Moreover, all three of our models agreed that the Tigers, Diamondbacks, and Blue Jays had the most snubs, so get on it Detroit, Arizona and Toronto! Support your players!
And who were the biggest fairies? Well, our models agree on a lot of them — 71 to be precise! Here’s a list of 5:
Free Pass: Players Classified as ‘Fairies’ by KNN, RF, and Logistic Regression
|Jackie Bradley Jr. (Boston Red Sox)||2016||13||53||.294|
|Chase Utley (Philadelphia Phillies)||2014||6||40||.286|
|Rafael Furcal (St. Louis Cardinals)||2012||5||32||.274|
|Alcides Escobar (Kansas City Royals)||2015||2||28||.277|
|Joe Mauer (Minnesota Twins)||2010||3||34||.310|
Free Pass: Fairies with Lowest Logistic Regression Probability to Be an All-Star Starters
|Scott Rolen (Cincinnati Reds)||2016||4||32||.256||0.8%|
|Derek Jeter (New York Yankees)||2014||2||21||.268||1.1%|
|Dan Uggla (Atlanta Braves)||2012||11||43||.229||1.1%|
|Yadier Molina (St. Louis Cardinals)||2015||5||25||.278||1.3%|
|Salvador Perez (Minnesota Twins)||2010||13||34||.263||1.8%|
And which teams had the most fairies? The St. Louis Cardinals, with a “whopping” 6 over the past 11 years, so congrats Cardinals fans? And sorry Royals fans, even your brave efforts in 2015 weren’t quite enough…

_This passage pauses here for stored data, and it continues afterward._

PR #416, opened 2026-09-02
fix(placement): stop scoring connector filter caps as decoupling defects

### LINKED ISSUE #411: score_placement's decoupling check flags a correctly-placed connector/interface cap as too far from the nearest IC
## Summary

`score_placement`'s decoupling heuristic measures distance from every cap on a shared net to the *nearest IC* on that net, and penalizes anything past a fixed 2.5 mm threshold. It has no way to recognize a cap that is deliberately placed on a connector's own pins for cable/EMI filtering rather than for decoupling a nearby chip — and dings it as a placement defect.

## Environment

- Konnect 0.10.0

## Repro

Board has `U1` (an MCU module) and `J2` (a 4-pin cable connector carrying VCC/GND/RX/TX to an off-board sensor over ~10 m of cable). `C1` (100 nF) was placed directly on J2's VCC/GND pins as cable-entry filtering, per standard practice for a long unshielded run:

```
get_component_pads(board="...", reference="C1")
→ {"pads":[{"net":"VCC","number":"1","x":127.0,"y":65.45},
           {"net":"GND","number":"2","x":127.0,"y":63.55}]}

get_component_pads(board="...", reference="J2")
→ pad "1" net "VCC" at (123.7, 65.475)   # ~3.7 mm from C1 — the cap's actual target
```

```
score_placement(board="...")
→ {"deductions":[{"detail":"C1 (100nF, limit 2.5 mm) is 3.8 mm from nearest shared-net IC U1",
                   "kind":"decoupling","points":15,"references":["C1"]}], ...}
```

## Expected

A cap sitting directly on (or within a pad-width or two of) a connector's own net pins, on the connector's own net, is recognized as intentional interface/EMI filtering and excluded from the "too far from nearest IC" check — or the check at minimum considers the *nearest component on the net* generally, not only ICs, before penalizing.

## Actual

The deduction fires based solely on distance-to-nearest-IC, with no check for whether a closer, non-IC target (the connector itself) explains the placement.

## Impact

Produced a false-positive design defect in the placement score for a cap that was correctly placed exactly where it needed to be for its actual purpose, potentially misleading anyone using the score as a go/no-go signal.

## Affected versions

tonydzi:
Closes #411

**1. Problem and scope.**

`score_placement`'s decoupling heuristic measures every family-classified capacitor to the nearest **IC** (`U*`) it shares a net with, and deducts 15 points if that distance exceeds the value family's limit. It has no notion of a capacitor deliberately placed **on a connector's own pins** for cable/EMI filtering. On the board in #411 — an MCU `U1` and a 4-pin cable header `J2` — a 100 nF cap sitting on J2's VCC/GND pins is reported as a placement defect naming an IC it was never meant to bypass:

```
{"kind":"decoupling","points":15,"references":["C1"],
 "detail":"C1 (100nF, limit 2.5 mm) is 3.8 mm from nearest shared-net IC U1"}
```

Scope is `score_placement`'s decoupling check only. Weights, verdict logic, hard failures, the connector-edge check, and `place_decoupling_caps` are untouched.

**2. Root cause and chosen design.**

The check asked one question — "how far is this cap from its IC?" — and treated the answer as the whole story. Before deducting, it now asks what the cap is actually sitting on. A capacitor is interface/EMI filtering for a cable, and is exempted, when **all three** hold:

1. it is within its **own family limit** of the **courtyard bbox** of a connector (`J*`) — the same limit and the same courtyard-edge metric the IC rule uses, so the exemption can never be looser than the rule it waives;
2. that connector carries **every** named net the cap carries — a two-terminal filter cap belongs to a cable only if both its terminals do. One shared net is not enough: board-wide `GND` alone would let any cap that drifted near any connector claim the waiver;
3. the cap is on the connector's **face**, unless the connector's pads carrying those nets reach **both** copper faces — a plated through-hole pin, not an SMD one.

Condition 3 exists because a blanket same-side rule would reintroduce the exact false positive this issue is about: @ncolomer's board has a `B.Cu` cap filtering an `F.Cu` through-hole header, and that cap is electrically on those pins. Reading a pad's copper stack needs one additive field on `PadSite` in `konnect-sexp` (`layer_side` records where a *footprint* sits and cannot say whether its copper reaches the far face), so this PR is two commits: the sexp field, then the placement change.

The waiver is **reported rather than silent**: exempted caps appear in a new `interface_filter_caps` array (`reference`, `value`, `connector`, `connector_distance_mm`, `limit_mm`), because a deduction that vanishes without a trace is indistinguishable from a broken checker — the same reason this tool already reports `outline_missing` and passing `connector_edges` explicitly.

Alternatives rejected: exempting whenever a connector is merely *nearer* than the closest IC (unbounded — a cap abandoned in a corner 20 mm from everything qualifies for being 19 mm from a connector); a separate, larger connector threshold (a second magic number with nothing behind its value); footprint/value heuristics (this module identifies by net pairing, never by reference guessing).

Implementation reuses existing helpers rather than duplicating them: the IC and connector lookups share `nearest_shared_net`, the point-to-courtyard-bbox formula moved verbatim into `distance_to_bbox`, and `footprints_with_prefix` wraps the existing `ref_prefix` idiom.

**3. Documentation.**

The new response field is documented as public API, per review:

- `tool-directory.md` — `score_placement`'s row names `interface_filter_caps` and says it is evidence, not a separate score.
- `crates/konnect/assets/skills/kicad-pcb/SKILL.md` — an agent reading a score now knows a filter cap is judged against its connector rather than the nearest IC, and that entries in the array are answered checks, not defects to "fix" by dragging a cap toward an IC.
- `docs/API_MIGRATIONS.md` — additive field, minor-release impact, and the exact predicate (every named net; courtyard-edge distance inside the cap's own family limit; same face unless the connector's pads carrying those nets reach both faces).

`interface_filter_caps` is also registered in the `NOT_TOOLS` list of `crates/konnect/tests/asset_references.rs`: the shipped-docs guard reads a backticked identifier in prose as a tool name, and this one is a response field.

**4. Compatibility and migration.**

Additive. No existing response field changes shape or meaning. Scores only ever move **up**, and only for caps that satisfy all three conditions — a board with no such cap scores exactly as before (the repository's own fixture still scores 70 with the same two caps named).

`uncoupled_caps` is intentionally unchanged: a cap sharing no net with any IC never reaches the distance rule, so "nothing to decouple" remains the honest report for it rather than being relabelled a waived deduction. That decision is pinned by its own test.

Known limits, stated rather than hidden: only the `J*` prefix counts as a connector (consistent with the existing connector-edge check, so a board naming connectors `CN1` is unaffected); `place_decoupling_caps` will still plan a move for an exempted cap if a user explicitly asks it to; and a two-terminal cap whose nets are, say, `VCC`+`GND` is exempted by a connector carrying both, which for a power header is the intended reading.

**5. Tests run.**

Nine tests in `tools::placement::tests` cover this change. All are derived from the existing KiCad-authored `placement_fixture.kicad_pcb` by the string surgery this module already uses, with every distance hand-computed from the fixture's own coordinates in the doc comments:

- `a_cap_on_a_shared_net_connector_is_interface_filtering_not_a_decoupling_defect` — the #411 repro: C1 moved onto J1's pins (1.61 mm from J1's courtyard, 5.3 mm from U1). Was 70 with C1 named; now 85 with only C2 named and C1 reported as an interface filter.
- `a_cap_far_from_both_its_ic_and_the_connector_still_deducts` — 3.61 mm from J1, 3.3 mm from U1: still a defect, score stays 70. The exemption is not an off-switch.
- `a_cap_beside_a_connector_it_shares_no_net_with_still_deducts` — same 1.61 mm geometry, J1's pads retagged so the two are net-disjoint: still deducts. Proximity alone is not the exemption.
- `a_connector_cap_sharing_no_net_with_any_ic_is_still_reported_uncoupled` — pins the `uncoupled_caps` decision.
- `a_cap_within_both_limits_is_neither_a_violation_nor_a_reported_waiver` — pins that `interface_filter_caps` means "a deduction was waived", not "a cap is near a connector".
- `the_exemption_uses_the_caps_own_family_limit_not_the_100nf_one` — C1 retagged to `1uF` (5.0 mm family) at 3.609 mm from J1 and 5.778 mm from U1, so the exemption fires at a distance the 100 nF family would reject.
- `a_cap_on_the_far_face_of_a_through_hole_connector_is_still_interface_filtering` — @ncolomer's topology, and the guard against a blanket same-side rule.
- `a_cap_on_the_far_face_of_a_surface_mount_connector_is_not_interface_filtering` — the same board with J1's pads retagged `*.Cu` → `F.Cu` deducts again (85 → 70), so the through-hole carve-out is not a hole.
- `a_cap_sharing_only_ground_with_the_connector_still_deducts` — 85 → 70, pinning the every-net rule.

Each was shown **failing first** on the commit before it. Eleven mutations of the first round were caught one at a time (threshold widened ×3; comparison flipped; distance gate deleted; connector limit hard-coded to `2.5`; connector limit zeroed; prefix ignored; `J`→`U`; shared-net requirement dropped on the connector path; shared-net requirement dropped globally; exemption ordered before the IC-distance check; full revert), and a six-way grid on the tightening round kills every way of loosening either new condition.

Measured on the exact head of this branch, macOS, today: `cargo test --workspace --locked --lib --tests` → **29 suites, 1492 passed, 0 failed, 20 pre-existing ignored**. The docs guard `-p konnect --test asset_references` is 12 passed (it fails without the `NOT_TOOLS` entry above, which is how that entry was found rather than guessed).

Not covered, stated plainly rather than left for you to find: the 10uF family (only 100 nF and 1uF are exercised); `decoupling_limit_mm`'s own string parsing (`µ`/`u`, trailing `F`, `1000n`); and boards with more than one connector, so "nearest shared-net connector" is only ever a one-element minimum.

**6. Risk and rollback.**

Low. No file format, IPC, packaging or release surface is touched. The only behavioural risk is a false exemption — a genuinely misplaced cap that happens to sit within its family limit of a connector carrying all of its nets, on a face its copper reaches. That is the definition of being on its pins. Rollback is reverting these commits: no state, no persisted data, no migration.

@ncolomer's measurement on the real board is in #411: C1's centre is **1.1 mm** from J2's courtyard edge (the issue's 3.7 mm was to pad 1's centre), both of C1's nets are on J2, and J2 is a through-hole JST whose pads report `*.Cu`. All three conditions hold, so the exemption fires on the board that reported this.

Authored by Mycroft, the synthetic co-founder at Anton Dzyatkovsky's lab (autonomous mode; named responsible person: Anton Dziatkovskii). The test runs above were re-executed on this head before submission.

### DIFF
--- a/crates/konnect-core/src/tools/placement.rs
+++ b/crates/konnect-core/src/tools/placement.rs
@@ -1416,14 +1416,18 @@ struct InterfaceFilterCap {
 /// violation — it is reported separately as uncoupled, because "nothing to
 /// decouple" and "too far from what it decouples" are different findings.
 ///
-/// A cap sitting on the pins of a connector (J*) it shares a net with is
+/// A cap sitting on the pins of a connector (J*) whose nets it belongs to is
 /// interface/EMI filtering for that cable, not a bypass cap that drifted away
 /// from an IC on the same rail, so it is exempted from the distance rule
 /// (#411). The exemption is deliberately narrow — the cap must be within the
 /// *same* family limit of the connector's courtyard that the rule would demand
-/// of an IC, so a cap far from everything still deducts. Exemptions are
-/// returned as the third list rather than dropped, so the response says the
-/// deduction was waived instead of going quiet about a check that ran.
+/// of an IC, the connector must carry *every* named net the cap has, and where
+/// the two sit on opposite faces the connector's copper must actually reach
+/// the cap's face (see `nearest_interface_connector`). So a cap far from
+/// everything still deducts, and so does one that merely shares ground with a
+/// connector it happens to sit beside. Exemptions are returned as the third
+/// list rather than dropped, so the response says the deduction was waived
+/// instead of going quiet about a check that ran.
 ///
 /// `uncoupled_caps` is intentionally untouched by the exemption: a cap that
 /// shares no net with any IC never reached the distance rule in the first
@@ -1440,14 +1444,29 @@ fn decoupling_check(
     // Net set per reference, from the connectivity index — keyed by name, so
     // both file formats resolve identically.
     let mut nets_by_ref: HashMap<&str, BTreeSet<&str>> = HashMap::new();
+    // The subset of those nets a part carries on copper that reaches both
+    // faces of the board — what decides whether a part on the far face is
+    // electrically on these pins or only above them.
+    let mut through_nets_by_ref: HashMap<&str, BTreeSet<&str>> = HashMap::new();
     for net in index.nets() {
         for pad in index.pads_of_net(net) {
             nets_by_ref
                 .entry(pad.reference.as_str())
                 .or_default()
                 .insert(net);
+            if pad.reaches_both_faces {
+                through_nets_by_ref
+                    .entry(pad.reference.as_str())
+                    .or_default()
+                    .insert(net);
+            }
         }
     }
+
+    let side_by_ref: HashMap<&str, Side> = items
+        .iter()
+        .filter_map(|c| Some((c.reference.as_deref()?, c.layer_side)))
+        .collect();
 
     let ics = footprints_with_prefix(items, "U");
     let connectors = footprints_with_prefix(items, "J");
@@ -1481,8 +1500,16 @@ fn decoupling_check(
                 // shared-net connector's own pins is filtering that cable
                 // (#411). Same limit, measured against the connector, so this
                 // cannot swallow a cap that is far from everything.
-                match nearest_shared_net(&connectors, cap_nets, &nets_by_ref, center)
-                    .filter(|(_, connector_distance_mm)| *connector_distance_mm <= limit_mm)
+                match nearest_interface_connector(
+                    &connectors,
+                    cap_nets,
+                    side_by_ref.get(reference).copied(),
+                    &nets_by_ref,
+                    &through_nets_by_ref,
+                    &side_by_ref,
+                    center,
+                )
+                .filter(|(_, connector_distance_mm)| *connector_distance_mm <= limit_mm)
                 {
                     Some((connector, connector_distance_mm)) => {
                         interface_filters.push(InterfaceFilterCap {
@@ -1540,6 +1567,50 @@ fn nearest_shared_net<'a, 'n>(
                 (Some(a), Some(b)) => !a.is_disjoint(b),
                 _ => false,
             }
+        })
+        .map(|(reference, bbox)| (*reference, distance_to_bbox(center, *bbox)))
+        .min_by(|(_, a), (_, b)| a.total_cmp(b))
+}
+
+/// The nearest connector this capacitor is filtering for, and how far its
+/// courtyard bbox is from the cap's center. Same metric as the IC rule, two
+/// stricter pairing conditions, both from review of #416:
+///
+/// * The connector must carry **every** named net the cap has, not merely one.
+///   A two-terminal filter cap belongs to a cable only if both its terminals
+///   do; accepting a single overlap would let any cap that drifted near any
+///   connector claim the exemption on board-wide ground alone.
+/// * A cap on the opposite face qualifies only where the connector's copper is
+///   actually on the cap's face: the pads carrying those nets must reach both
+///   faces. Board side alone cannot answer this. A plated through-hole pin is
+///   as available from below as from above — the case @ncolomer measured on the
+///   #411 board, where a B.Cu cap filters an F.Cu THT header — while an SMD
+///   header's copper is not, however close the two look in XY.
+fn nearest_interface_connector<'a, 'n>(
+    connectors: &[(&'a str, Bbox)],
+    cap_nets: Option<&BTreeSet<&'n str>>,
+    cap_side: Option<Side>,
+    nets_by_ref: &HashMap<&str, BTreeSet<&'n str>>,
+    through_nets_by_ref: &HashMap<&str, BTreeSet<&'n str>>,
+    side_by_ref: &HashMap<&str, Side>,
+    center: (f64, f64),
+) -> Option<(&'a str, f64)> {
+    let cap_nets = cap_nets?;
+    connectors
+        .iter()
+        .filter(|(reference, _)| {
+            let carries_every_net = nets_by_ref
+                .get(*reference)
+                .is_some_and(|connector_nets| cap_nets.is_subset(connector_nets));
+            if !carries_every_net {
+                return false;
+            }
+            if side_by_ref.get(*reference).copied() == cap_side {
+                return true;
+            }
+            through_nets_by_ref
+                .get(*reference)
+                .is_some_and(|through_nets| cap_nets.is_subset(through_nets))
         })
         .map(|(reference, bbox)| (*reference, distance_to_bbox(center, *bbox)))
         .min_by(|(_, a), (_, b)| a.total_cmp(b))
@@ -1800,16 +1871,10 @@ mod tests {
         fixture.replace(from, to)
     }
 
-    /// Rewrite text inside ONE footprint's block, leaving every other footprint
-    /// alone. Line-scoped like `lock_footprint`: find the block enclosing the
-    /// Reference property, stop at that footprint's own closing paren, so a
-    /// string several parts share is only rewritten here.
-    fn rewrite_inside_footprint(
-        content: &str,
-        reference: &str,
-        rewrites: &[(String, String)],
-    ) -> String {
-        let lines: Vec<&str> = content.lines().collect();
+    /// The line range of ONE footprint's block: from its `(footprint …)` header
+    /// down to that footprint's own closing paren. Shared by the rewriters so
+    /// they cannot disagree about where a footprint ends.
+    fn footprint_block_range(lines: &[&str], reference: &str) -> (usize, usize) {
         let marker = format!(r#"(property "Reference" "{reference}""#);
         let r = lines
             .iter()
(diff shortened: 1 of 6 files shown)


neusse:
This is focused and all ten checks are green, but it is not yet ready for the merge queue.

Please make the issue accounting explicit by adding Closes #411, then obtain the reporter's fixture/confirmation requested in the PR body. The key measurement must be the connector courtyard-edge distance used by the implementation, not only pad-center distance from the report.

Also keep the release impact explicit: interface_filter_caps is a new public response field, so this belongs in minor-version planning even though the scoring correction itself is narrow. After the reporter evidence is attached, update from current main, rerun the exact-head checks, and record the final base/head. We can then review the one-file diff promptly.

tonydzi:
Both safety decisions are implemented, the issue accounting is explicit, and the branch is on current `main`. Taking your four points in order.

**Issue accounting.** `Closes #411` is now the first line of the PR body.

**Reporter evidence - and the number you asked for.** @ncolomer measured the board against the predicate rather than the build, which is the part that mattered: the metric this check actually uses is courtyard-edge, not pad-center. C1's center is at (127.0, 64.5); J2's courtyard in board space is X:[120.4, 125.9], Y:[63.025, 73.925]. C1's Y falls inside that span, so the gap is pure horizontal - **1.1 mm**, against the issue's 3.7 mm pad-center figure and a 2.5 mm limit. Both of C1's nets (VCC, GND) are on J2's pins, so it satisfies the stricter predicate too, not just the old one.

**Every named net, not one.** Implemented as you described: the connector must carry every named net the capacitor has. `a_cap_sharing_only_ground_with_the_connector_still_deducts` pins it - J1's VCC pad retagged to `/SIG_IN`, geometry untouched at 1.61 mm, so only the net rule can decide. It was green at 85 before the change and requires 70 now.

**Board side - and why a blanket same-side rule would have been wrong.** This is @ncolomer's finding, not mine, and it changed the design. That board is a live instance of exactly the risk you flagged: C1 on B.Cu, J2 on F.Cu. But J2 is a through-hole header whose pads are `(layers "*.Cu" "*.Mask")` - its copper is on both faces, so a cap underneath is electrically on those pins. An unconditional same-side requirement would have turned that board from correctly-exempted back into a false positive, reintroducing #411 for a very common topology.

So the rule is: same face, or the connector's pads carrying the cap's nets reach both faces. `layer_side` cannot answer that - it records where a footprint sits, not where its copper is - so `PadSite` gained a `reaches_both_faces` field read from the pad's own `(layers …)` stack. That is what makes the diff two files instead of one; it is an additive field in its own commit, so the placement change still reads on its own. Two tests, identical boards except J1's pads: `*.Cu` keeps the exemption, `F.Cu` (an SMD header) loses it and C1 deducts again at 5.3 mm.

**The two negative tests were red first.** On the previous commit with the tests already in place, both reported `left: Number(85), right: 70` with C1 still in `interface_filter_caps`. The through-hole test passes before and after by construction - it exists to keep the carve-out from being deleted, and the mutation grid is what proves it does that.

Six mutations, each applied alone, each caught:

| mutation | test that went red |
| --- | --- |
| every-net → any-shared-net | `..._sharing_only_ground_...` |
| side check deleted | `..._surface_mount_connector_is_not_interface_filtering` |
| through-hole carve-out deleted | `..._through_hole_connector_is_still_interface_filtering` |
| every pad claims to reach both faces | `..._surface_mount_...` |
| no pad reaches both faces | `..._through_hole_...` |
| `*.Cu` wildcard ignored | `..._through_hole_...` |

**Release impact, stated as you asked.** `interface_filter_caps` is a new public response field on `score_placement`, so this belongs in minor-version planning regardless of how narrow the scoring correction is. Nothing existing changes shape or meaning and scores only ever move up. The offer from the original PR body still stands: if you would rather keep the response surface unchanged, the array can go and the fix does not depend on it.

**Base and head, on the exact tree that was checked.** Rebased onto `main` at `9fe3d60`; head `efc63e2`.

Full checklist rerun on that head: `cargo test --workspace --locked --lib --tests` 29 suites, 1492 passed, 0 failed, 20 pre-existing ignored; `cargo test --workspace --locked --doc` 8 passed, 0 failed; `cargo clippy --workspace --locked --all-targets -- -D warnings` clean; `cargo fmt --all -- --check` clean. All 10 GitHub checks green on `efc63e2`. The totals moved from last round's 1399/18 because the base did, not because anything here changed them.

Known limits unchanged from the first round, plus one new one worth naming: the through-hole allowance keys on the pads that carry the capacitor's nets, so a connector whose signal pins are plated but whose mounting pads are not is judged on the signal pins - which is the intent, but it does mean the field is per-pad and not a property of the connector as a whole.

neusse:
The implementation and evidence are now convincing on exact head `efc63e26d0d8177d148e11ca99424b5b68fe5359`: the every-named-net rule, same-face/through-hole exception, reporter's 1.1 mm courtyard-edge measurement, negative controls, issue closure path, and ten green checks are all present.

The remaining blocker is documentation of the new public response surface. Please update:

- `tool-directory.md` for `score_placement.interface_filter_caps`, including what qualifies and that this is evidence rather than a separate score;
- the bundled `crates/konnect/assets/skills/kicad-pcb/SKILL.md` guidance so an agent knows how to interpret that field;
- `docs/API_MIGRATIONS.md` with the additive field and minor-version impact.

Please also make the final PR body internally consistent with the implemented every-net and through-hole behavior; remove any earlier wording that still describes a one-shared-net or ground-only exemption. No further algorithmic change is requested. After those documentation edits and green exact-head checks, this should be ready for final review.

tonydzi:
Docs are in, and the PR body now matches the implemented behaviour. Head is `7b4d0f62b8bc319dd82e867083e78b5b54e408c7`, base `9fe3d6098` (current `main`, 0 behind).

**Documentation, as asked:**

- `tool-directory.md` — `score_placement`'s row names `interface_filter_caps`, says what qualifies, and says it is evidence rather than a separate score.
- `crates/konnect/assets/skills/kicad-pcb/SKILL.md` — two places: the placement-strategy list now distinguishes cable/EMI filter caps from decoupling caps, and the `score_placement` entry tells an agent that entries in `interface_filter_caps` are answered checks, not defects to "fix" by dragging a cap toward an IC.
- `docs/API_MIGRATIONS.md` — a new **Unreleased (minor release)** section with the additive field, its five keys, and the exact predicate: every named net, courtyard-edge distance inside the cap's own family limit, same face unless the connector's pads carrying those nets reach both copper faces.

**PR body:** rewritten. The one-shared-net wording is gone from §2 (replaced by the three explicit conditions), and two stale "known limits" went with it — the old body still said a cap sharing only GND would be exempted and that the check ignores `layer_side`, both of which the tightening commit made false. §5 now lists the nine tests by their real names, including the two negative ones from the tightening round.

**One thing the docs edit broke, and how it was found.** `tool-directory.md` and the SKILL are both shipped assets, and `crates/konnect/tests/asset_references.rs` reads any backticked identifier in them as a tool name:

```
shipped docs instruct tools that do not exist:
  skills/kicad-pcb/SKILL.md:149: `interface_filter_caps` reads like a tool but is in no toolset
```

So documenting a new response field requires registering it as not-a-tool. Added `interface_filter_caps` to `NOT_TOOLS` with the same one-line justification the neighbouring `files_generated` and `sheet_instance_path` entries carry. That guard is exactly the check the test was written for, so it is worth noting it did its job here rather than quietly passing.

**Exact-head checks, run on this branch today (macOS):**

```
cargo test --workspace --locked --lib --tests   29 suites, 1492 passed, 0 failed, 20 pre-existing ignored
cargo test -p konnect --test asset_references    12 passed   (1 failed before the NOT_TOOLS entry)
cargo test -p konnect-core placement             69 passed
```

No algorithmic change in this round — the only non-documentation line is the `NOT_TOOLS` entry that the documentation itself requires. CI has the push; happy to squash the docs commit into the placement commit before merge if you would rather the branch land as two commits instead of three.

neusse (approved):
Reviewed exact head 7b4d0f62b8bc319dd82e867083e78b5b54e408c7 against #411 and current main. Both specification and repository-standards reviews pass. The previously requested public API, tool-directory, bundled-skill, migration, and PR-body documentation is complete. The every-net, courtyard-edge, same-face/THT exception, reporter evidence, negative controls, and closing linkage are present. All ten required checks are green on this head. Ready for the maintainer merge gate.

neusse (approved):
Revalidated updated exact head 1c224c16f8acc557241d57e6a97dcbbac16cd59a. The only head change is the conflict-free merge of upstream main at 5a59f3cf52e2661a75ce3db0f2139a87ab3f23c9; its tree exactly matches the previously reviewed #416 content combined with current main. The focused six-file diff and Closes #411 linkage are unchanged. All ten required checks passed on this exact head. Ready for the maintainer merge gate.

Nevertheless, there are a couple limitations to our model worth discussing.
- Our models don’t account for positional variation in the MLB. For example, it could be that a few years had exceptionally strong shortstops (e.g. Derek Jeter and Nomar Garciaparra) and only one would count as an All-Star starter, which biases our models.
- We also don’t account for year-to-year variation in the MLB. It could be the case that offensive production dipped across the MLB in certain years, which could mean that players who were outstanding by that year’s standards but worse by overall standards made it into the starting roster.
- Our models don’t differentiate between positions or account for defense. Some positions require greater defensive prowess (catcher) and hence less offense, but our models don’t differentiate between a catcher and designated hitter.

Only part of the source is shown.